In Blacklight As A Unified Discovery Platform Bess Sadler described Blacklight as “yet another ‘next-generation’ library catalog”. This seemingly off-hand comment should not be taken as such because the system implements many of the up-and-coming ideas our fledgling “discovery” tools espouse.
Joshua Ferraro walked us through the steps for creating open bibliographic (MARC) data using a free, browser-based cataloging service in a presentation called A New Platform for Open Data – Introducing ±biblios.net Web Services. Are these sort of services, freely provided by the likes of LibLime and the Open Library, the sorts of services that make OCLC reluctant to freely distribute “their” sets of MARC records?

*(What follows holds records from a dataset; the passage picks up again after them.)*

PR #799, opened 2022-11-26
lame: fix wrap and add fixes from other PR

neheb:
Added https://github.com/mesonbuild/wrapdb/pull/791 and actually fix wrap to work as a subproject.

ping @amyspark


neheb:
Funny. frontend binaries compile now.

releases.json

Building on LibLime’s work, Chris Catalfo described and demonstrated a plug-in for creating Dublin Core metadata records using ±biblios.net Web Services in Extending ±biblios, The Open Source Web Based Metadata Editor.
Jodi Schneider and William Denton gave the best presentation I’ve ever heard on FRBR in their What We Talk About When We Talk About FRBR. More specifically, they described “strong” FRBR-ization complete with Works, Manifestations, Expressions, and Items owned by Persons, Families, and Corporate Bodies and having subjects grouped into Concepts, Objects, and Events. Very thorough and easy to understand.

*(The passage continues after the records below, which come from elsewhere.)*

PR #800, opened 2022-11-27
Add nowide

Stepland:
Hi !

This is my very first time contributing a wrap, sorry if the PR is not as polished as it could be, I'm really not that knowledgeable in build systems in general.

I'm looking for feedback on some specific points : 

**wrap name**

schneider++ & denton++ # for a job well-done
In Complete Faceting Toke Eskildsen described his institutions’s implementation called Summa from the State and University Library of Denmark.
Erik Hatcher outlined a number of ways Solr can be optimized for better performance in The Rising Sun: Making The Most Of Solr Power. Solr certainly seems to be on its way to becoming the norm for indexing in the Code4Lib community.
A citation parsing application was described by Chris Shoemaker in FreeCite – An Open Source Free-Text Citation Parser. His technique did not seem to be based so much on punctuation (syntax) as much as word groupings. I think we have something to learn from his technique.
The Semantic Web came full-circle through Sean Hannan‘s Freebasing For Fun And Enhancement. One of the take-aways I got from this conference is to learn more ways Freebase and be used (exploited) in my everyday work.
During the Lightning Talks I very briefly outlined an idea that has been brewing in my head for a few years, specifically, the idea of an Annual Code4Lib Open Source Software Award. I don’t exactly know how such a thing would get established or be made sustainable, but I do think our community is ripe for such recognition. Good work is done by our people, and I believe it needs to be tangibly acknowledged. I am willing to commit to making this a reality by this time next year at Code4Lib Conference 2010.
I did not have the luxury for staying the last day of the Conference. I’m sure I missed some significant presentations. Yet, the things I did see where impressive. They demonstrated ingenuity, creativity, and as the same time, practicality — the desire to solve real-world, present-day problems. These things require the use of both sides of a person’s brain. Systematic thinking and intuition; an attention to detail but the ability to see the big picture at the same time. In other words, arscience.